▶ To do: Word for word, restate each of the records below.

▶ Material for the task:
PR #528, opened 2018-06-12
javaScriptKey is required to connect app

thobhanifreddy:
I have to provide javascriptKey to connect my react native app with Parse Server. It took me like an hour to figure it out because it was not mentioned in the docs.


flovilmart:
It’s Only required if you specify one on the server, can you reflect it in the patch ?

thobhanifreddy (commented):
comment added about when javascriptkey is required

flovilmart (approved):
Thanks!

▶ Response below:
PR #528, opened 2018-06-12
javaScriptKey is required to connect app

thobhanifreddy:
I have to provide javascriptKey to connect my react native app with Parse Server. It took me like an hour to figure it out because it was not mentioned in the docs.


flovilmart:
It’s Only required if you specify one on the server, can you reflect it in the patch ?

thobhanifreddy (commented):
comment added about when javascriptkey is required

flovilmart (approved):
Thanks!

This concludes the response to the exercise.